• _Records supplied_
****************************************
PR #3178, opened 2026-07-28
Expose `ServerHandshake` state for client cert verification

ctz:
This works towards #850 along the style of #2713.

Future plans for this path:

- [ ] follow the same for client handshakes & server cert verification
- [ ] implement the internals of `ServerConnection` using `ServerHandshake` and `SplitConnection`?

Draft: docs and testing gaps.

### DIFF
--- a/rustls/src/conn/mod.rs
+++ b/rustls/src/conn/mod.rs
@@ -316,7 +316,7 @@ impl<'a, 'm, Side: SideData> MessageHandler<'a, 'm, Side> {
         core: &'a mut ConnectionCommon<Side>,
     ) -> Self {
         Self {
-            iter: MessageIter::new(input, tls, None, core),
+            iter: MessageIter::new(input, tls, None, core, true),
             done: false,
         }
     }
@@ -573,8 +573,17 @@ pub(crate) mod private {
 use private::SideOutput;
 
 pub(crate) trait StateMachine: Sized {
+    /// Advance the state machine using `input` and emitting data to `output`.
     fn handle<'m>(self, input: Input<'m>, output: &mut dyn Output<'m>) -> Result<Self, Error>;
+
+    /// Return true if the current state requires input to be provided via `handle()`.
     fn wants_input(&self) -> bool;
+
+    /// Advance the state machine using no input if possible.
+    ///
+    /// This should return `Ok(self)` otherwise.
+    fn handle_without_input(self) -> Result<Self, Error>;
+
     fn is_traffic(&self) -> bool;
     fn handle_decrypt_error(&mut self);
     fn into_external_state(
--- a/rustls/src/conn/receive.rs
+++ b/rustls/src/conn/receive.rs
@@ -30,6 +30,7 @@ pub(crate) struct MessageIter<'a, 'm, Side: SideData, Send: SendOutput + 'a> {
     pub(super) recv: &'a mut ReceivePath,
     pub(super) state: &'a mut Result<Side::State, Error>,
     pub(super) output: JoinOutput<'a, Send>,
+    pub(super) advance: bool,
 }
 
 impl<'a, 'm, Side: SideData> MessageIter<'a, 'm, Side, SendPath> {
@@ -38,6 +39,7 @@ impl<'a, 'm, Side: SideData> MessageIter<'a, 'm, Side, SendPath> {
         tls: &'a mut Vec<u8>,
         quic: Option<&'a mut dyn QuicOutput>,
         conn: &'a mut ConnectionCommon<Side>,
+        advance: bool,
     ) -> Self {
         Self {
             input,
@@ -50,6 +52,7 @@ impl<'a, 'm, Side: SideData> MessageIter<'a, 'm, Side, SendPath> {
                 send: &mut conn.common.send,
                 side: &mut conn.side,
             },
+            advance,
         }
     }
 }
@@ -61,6 +64,7 @@ impl<'a, 'm, 's, Side: SideData> MessageIter<'a, 'm, Side, SendAdapter<'s>> {
         state: &'a mut Result<Side::State, Error>,
         recv: &'a mut ReceivePath,
         output: JoinOutput<'a, SendAdapter<'s>>,
+        advance: bool,
     ) -> Self {
         Self {
             input,
@@ -68,6 +72,7 @@ impl<'a, 'm, 's, Side: SideData> MessageIter<'a, 'm, Side, SendAdapter<'s>> {
             recv,
             state,
             output,
+            advance,
         }
     }
 }
@@ -156,6 +161,17 @@ impl<'a, 'm, Side: SideData, Send: SendOutput + 'a> MessageIter<'a, 'm, Side, Se
                     *self.state = Err(e.clone());
                     return Some(Err(e));
                 }
+            }
+
+            if self.advance && !st.wants_input() {
+                st = match st.handle_without_input() {
+                    Ok(st) => st,
+                    Err(err) => {
+                        maybe_send_fatal_alert(self.output.send, &err, self.tls);
+                        *self.state = Err(err.clone());
+                        return Some(Err(err));
+                    }
+                };
             }
 
             if self.recv.has_received_close_notify {
--- a/rustls/src/quic.rs
+++ b/rustls/src/quic.rs
@@ -596,7 +596,13 @@ impl<Side: SideData> QuicCommon<Side> {
             .input_quic(input.slice_mut())?;
 
         let mut tls = Vec::new();
-        let mut iter = MessageIter::new(input, &mut tls, Some(&mut self.quic), &mut self.common);
+        let mut iter = MessageIter::new(
+            input,
+            &mut tls,
+            Some(&mut self.quic),
+            &mut self.common,
+            true,
+        );
         let result = match iter.next() {
             Some(Ok(_)) | None => Ok(()),
             Some(Err(e)) => Err(e),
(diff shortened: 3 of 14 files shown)


rustls/src/server/tls12.rs
```diff
@@ -549,45 +549,70 @@ impl ExpectCertificate {
...
+}
+
+impl From<Box<ExpectCertificate>> for ServerState {
+    fn from(value: Box<ExpectCertificate>) -> Self {
+        Self::Tls12(Tls12State::Certificate(value))
+    }
+}
+
+// --- Verify the client's identity
+struct AwaitVerifyClientIdentity {
```
djc: Nit: can we do `AwaitingClientIdentifyVerification` instead, or another more humane word order?

rustls/src/server/tls12.rs
```diff
@@ -549,45 +549,70 @@ impl ExpectCertificate {
...
+    hs: HandshakeState,
+    randoms: ConnectionRandoms,
+    suite: &'static Tls12CipherSuite,
+    server_kx: GroupAndKeyExchange,
+    peer_identity: Identity<'static>,
+}
+
+impl AwaitVerifyClientIdentity {
+    fn use_verifier_trait(self) -> Result<ServerState, Error> {
```
djc: Maybe `with_config()` or something referencing the source of the trait impl would make for a better name?

rustls/src/conn/mod.rs
```diff
@@ -872,8 +872,17 @@ pub(crate) mod private {
...
+    /// Advance the state machine using `input` and emitting data to `output`.
     fn handle<'m>(self, input: Input<'m>, output: &mut dyn Output<'m>) -> Result<Self, Error>;
+
+    /// Return true if the current state requires input to be provided via `handle()`.
     fn wants_input(&self) -> bool;
+
+    /// Advance the state machine using no input if possible.
+    ///
+    /// This should return `Ok(self)` otherwise.
+    fn advance(self) -> Result<Self, Error>;
```
djc: Here too, I'd like to see a name that at least hints at where the decision making comes from in case of a lack of external input.

rustls/src/conn/receive.rs
```diff
@@ -159,6 +175,17 @@ impl<'a, 'm, Side: SideData> MessageIter<'a, 'm, Side> {
...
+            if self.advance && !st.wants_input() {
+                st = match st.advance() {
+                    Ok(st) => st,
+                    Err(err) => {
+                        maybe_send_fatal_alert(self.output.send, &err);
+                        *self.state = Err(err.clone());
+                        return Some(Err(err));
+                    }
+                };
+            }
```
djc: Do we need both? Why, and does that merit a comment?

djc (approved):
Do you have a plan for splitting `ServerConfig` into something with just the transition trait impls vs the other stuff that even direct state machine manipulation needs?

ctz:
> Do you have a plan for splitting `ServerConfig` into something with just the transition trait impls vs the other stuff that even direct state machine manipulation needs?

I have thought about it, and not really. The devil is in the details, because `ClientVerifier` does more than just this interface -- aside from a bunch of configuration accessors, it also has signature verification which is or should be trivially quick and not amenable to this style of dispatch. The same goes for `ServerVerifier`. So we'd also need to split these traits up and configure them separately.

rustls/src/server/connection.rs
```diff
@@ -209,6 +210,25 @@ pub enum ServerHandshake {
...
+    /// - Call [`VerifyClientIdentity::asserted_identity()`] to obtain the peer's presented identity,
+    ///   verify that outside the library (perhaps asynchronously), and then continue the handshake with
+    ///   [`VerifyClientIdentity::into_continue()`].
+    ///
+    ///   If the verification fails, the error can be passed into [`VerifyClientIdentity::into_continue()`] to follow
+    ///   a uniform error handling path.
+    ///
+    /// - Abandon the handshake by discarding this object.
+    ///
+    /// [`ClientVerifier::verify_identity()`]: crate::verify::ClientVerifier::verify_identity
```
djc: Not sure if pre-existing on other variants, but suggest not duplicating this on both the variant and the inner type?

rustls/src/server/hs.rs
```diff
@@ -775,6 +787,46 @@ impl From<Box<ExpectClientHello>> for ServerState {
...
+        self.inner.asserted_identity()
+    }
+
+    /// Progress the handshake by calling the verifier trait synchronously.
+    pub(crate) fn use_verifier_trait(self) -> Result<ServerState, Error> {
+        self.inner.with_config()
+    }
+
+    /// Progress the handshake by incorporating an external verification.
+    pub(crate) fn into_continue(
```
djc: Don't love this method name. Was thinking maybe `verified()` but I guess `verified(verified)` is a bit much...

rustls/src/server/connection.rs
```diff
@@ -388,6 +412,88 @@ impl fmt::Debug for Accepted {
...
+/// - Abandon the handshake by discarding this object.
+///
+/// The returned object is a further [`ServerHandshake`].  Commonly this will be a
+/// [`ServerHandshake::NeedsInput`] which will accept and process further data.
+///
+/// [`ClientVerifier::verify_identity()`]: crate::verify::ClientVerifier::verify_identity
+pub struct VerifyClientIdentity {
+    // invariant: `inner.state` is `Err(_)` and requires restoring
+    inner: ConnectionCommon<ServerSide>,
+    verify_identity: hs::VerifyClientIdentity,
```
djc, line 424: Nit: import `VerifyClientIdentity`.

rustls/src/server/connection.rs
```diff
@@ -388,6 +412,88 @@ impl fmt::Debug for Accepted {
...
+            verification_result.and_then(|verified| {
+                self.verify_identity
+                    .into_continue(verified)
+            }),
+            tls,
+        )
+    }
+
+    /// Inspect the identity that the client has provided.
+    pub fn asserted_identity(&self) -> Result<ClientIdentity<'static, '_>, Error> {
```
djc: Nit: suggest moving this below `next()`?

Also wonder about this name. Feels like `asserted` here has a slightly different name compared to how we use it in something like `HandshakeSignatureValid::assertion()`?

What do you think about using "declare" or "proclaim" or "advertise" instead? (Open question -- not sure I like any of these better.)

rustls/src/server/connection.rs
```diff
@@ -388,6 +412,88 @@ impl fmt::Debug for Accepted {
...
+        self.verify_identity.asserted_identity()
+    }
+
+    fn next(
```
djc, line 463: Maybe attach this to `ConnectionCommon`, as like `ConnectionCommon::advance()`?

rustls/src/quic.rs
```diff
@@ -357,6 +361,25 @@ pub enum ServerHandshake {
     /// [`Accepted::client_hello()`] and providing it to [`Accepted::choose_config()`].
     Accepted(Accepted),
 
+    /// The client's presented identity must be verified.
```
djc, line 364: As for TCP.

rustls/src/quic.rs
```diff
@@ -536,6 +563,72 @@ fn check_server_config(config: &ServerConfig) -> Result<(), Error> {
...
+///   If the verification fails, the error can be passed into [`Self::into_continue()`] to follow
+///   a uniform error handling path.
+///
+/// - Abandon the handshake by discarding this object.
+///
+/// The returned object is a further [`ServerHandshake`].  Commonly this will be a
+/// [`ServerHandshake::NeedsInput`] which will accept and process further data.
+///
+/// [`ClientVerifier::verify_identity()`]: crate::verify::ClientVerifier::verify_identity
+pub struct VerifyClientIdentity {
```
djc, line 572: It feels like there must be a way to abstract over this and the TCP variant? Have been contemplating a public `Quic` generic argument to `ConnectionCommon` and using a `Tcp` type (which could potentially be a `()` newtype wrapper).

Doesn't need to be addressed here, but something to think about.

djc (commented):
I think this is right and yet it feels like more boilerplate than is necessary?

I wonder if we could slightly demodularize this so that there's a step-by-step potentially asynchronous path and a monolithic path based on the current traits, but you can't switch between them at each step? The caller could always use the trait stuff outside...

rustls/src/server/connection.rs
ctz: This is avoiding two types named `VerifyClientIdentity` being in scope, one internal and one external.

djc: Ah, fair.

rustls/src/server/hs.rs
ctz: going to try `continue_with()`. another thought is `ready()` to reflect `std::task::Poll`?

rustls/src/server/connection.rs
ctz: i'll try `presented_identity()` here which is already used in comments

ctz: keeping it above `next()` as it is more public

djc: I like "presented", nice.

rustls/src/quic.rs
ctz: Yes that should be doable in the future.

rustls/src/server/connection.rs
ctz: Since the types returned between this and the QUIC one are different, and the bodies are slightly different also, I think it doesn't save much.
****************************************
• _Your objective_
Copy each line of the records containing the string "enum".

• _Finished exercise_
@@ -209,6 +210,25 @@ pub enum ServerHandshake {
@@ -357,6 +361,25 @@ pub enum ServerHandshake {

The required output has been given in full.